数学的には、5 つの「セット」ごとの対数確率を計算しています。セット内の 5 つの「独立した」コイントスの対数確率を合計するため、分布は「independent」と呼ばれます。

two_sets_of_five.log_prob(pattern)

<tf.Tensor: shape=(2,), dtype=float32, numpy=array([-5.160732 , -3.1954036], dtype=float32)>

さらに、Independent を使用して、個々のイベントが 2x5 のベルヌーイのセットである分布を作成できます。

one_set_of_two_by_five = tfd.Independent(
    distribution=two_by_five_bernoulli, reinterpreted_batch_ndims=2,
    name="One Set Of Two By Five")
one_set_of_two_by_five.log_prob(pattern)

<tf.Tensor: shape=(), dtype=float32, numpy=-8.356134>

sample の観点では、Independent を使用しても何も変更されないことに注意してください。

describe_sample_tensor_shapes(
    [two_by_five_bernoulli,
     two_sets_of_five,
     one_set_of_two_by_five],
    [[3, 5]])

tfp.distributions.Bernoulli("Two_By_Five_Bernoulli", batch_shape=[2, 5], event_shape=[], dtype=int32)
Sample shape: [3, 5]
Returned sample tensor shape: (3, 5, 2, 5)

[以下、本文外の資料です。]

PR #3865, opened 2026-06-20
feat(self-custodial): support switching the Breez network with the active environment


esaugomez31:
## Summary

The self-custodial (Breez Spark) network used to be pinned by a build-time `BREEZ_NETWORK` env var. This binds it to the app's active environment instead, so self-custodial follows the same environment as custodial (Main maps to Mainnet, every other instance maps to Regtest). It also adds two supporting UX changes for working across networks.

Part of blinkbitcoin/blink-wip#823

## Changes

- **Network from the active environment.** `useSparkNetwork()` derives the Breez network from `appConfig.galoyInstance` through pure `networkForInstance` / `networkLabelFor` helpers, and the network is threaded as an explicit parameter through config, the bridge/SDK lifecycle, address parsing, scan context, and the delete/probe paths (no globals). `storageDir` and the persisted per-account network label are byte-identical to the previous env-based values, so wallets created on the old build keep working, and the network-vs-wallet validation is preserved. Token and API key stay env vars.
- **Delete funded regtest accounts.** On regtest, account deletion no longer blocks on a non-zero balance (regtest funds are throwaway); on mainnet the has-funds warning still applies. The profile row also skips the SDK balance probe entirely on regtest.
- **Network-mismatch toast.** When the active self-custodial account was created on a different network than the current environment (a multi-account dev/QA scenario), a toast names the network to switch back to, instead of leaving the wallet on a silent failure. It fires once per activation of the mismatched account (deduped while that account stays active) and re-warns if the account is deselected and reselected. Detection reuses the same `mismatchedNetworkLabel` rule as the SDK connect gate.

## Notes

- **Spark address HRP update.** The send-destination shape gate (`SPARK_ADDRESS_SHAPE_PATTERN`) was corrected from the legacy `sp1`/`sprt1` HRPs to the current `spark1` (mainnet) / `sparkrt1` (regtest) HRPs that the Breez SDK now emits, confirmed against real mainnet and regtest addresses. This is a parsing-only change: the pattern is a cheap pre-filter in front of `sdk.parse` (the source of truth for validity and network), so it only affects how a pasted or scanned destination is recognized, not any stored data. No migration is needed: the legacy form is no longer produced by the current SDK, and self-custodial addresses are persisted as display strings only, never re-validated through this gate. A wrong-network Spark address still surfaces the dedicated "wrong network" error rather than a generic one.
- Custodial behavior is unchanged (self-custodial-only paths).
- The obsolete `BREEZ_NETWORK` CI/build variable is removed in the stacked PR #3867.
- Toast i18n across `en` + 28 locales (real diacritics, each file's indentation preserved); types regenerated via `yarn update-translations`.
- 100% coverage on the new files; typecheck, lint, and the full test suite are green.


grimen (changes requested):

### Code smells

**1. `SPARK_ADDRESS_SHAPE_PATTERN` is a silent breaking change with no mention in the PR description.** The pattern changed from `/^(?:sp1|sprt1)/i` to `/^(?:spark1|sparkrt1)/i`. This is a protocol-level address format change, not a network-wiring refactor: any `sp1`/`sprt1` address a user has stored, copied, or is about to scan will pass through the shape-gate silently and be handed to the SDK. The test explicitly documents the rejection of the old HRPs, which is good, but the PR body makes no mention of the change. This needs a Notes entry explaining whether the old format has been fully retired SDK-side, and whether any migration path is needed for persisted addresses.

**2. `useSelfCustodialNetworkMismatchToast` claims one-time but resets on custodial round-trip.** The doc comment says "one-time toast", but `notifiedKeyRef.current` is cleared to `null` whenever `accountId` becomes `null` (i.e. when the user switches to a custodial account). If the user goes self-custodial → custodial → self-custodial, the toast fires again for the same mismatch. If re-firing is acceptable, remove "one-time" from the comment. If it is not, the ref needs to survive the null-accountId transition (e.g. only reset when the identity of the mismatch key changes, not when the account deselects).

### Test coverage

**3. `use-delete-account.spec.ts` hardcodes Regtest, leaving the mainnet delete path untested.** The mock is fixed to `useSparkNetwork: () => mockSparkNetwork.Regtest`, so every test runs the regtest branch (balance check bypassed). There is no case that exercises `isRegtestNetwork(network) === false` inside the hook, meaning the mainnet code path—where a non-zero balance triggers `DeleteAccountOutcome.HasFunds`—is not covered at the hook level. Given that this is the path that protects mainnet users from accidentally deleting a funded wallet, it should be tested here.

tfp.distributions.Independent("Two_Sets_Of_Five", batch_shape=[2], event_shape=[5], dtype=int32)
Sample shape: [3, 5]
Returned sample tensor shape: (3, 5, 2, 5)

tfp.distributions.Independent("One_Set_Of_Two_By_Five", batch_shape=[], event_shape=[2, 5], dtype=int32)
Sample shape: [3, 5]
Returned sample tensor shape: (3, 5, 2, 5)

最後の演習として、サンプリングと対数確率の観点から、Normal 分布のベクトルバッチと MultivariateNormalDiag 分布の相違点と類似点を検討することをお勧めします。Independent を使用して、Normal のバッチから MultivariateNormalDiag を構築するにはどうすればよいでしょうか？（MultivariateNormalDiag は、実際にはこの方法で実装されていません。）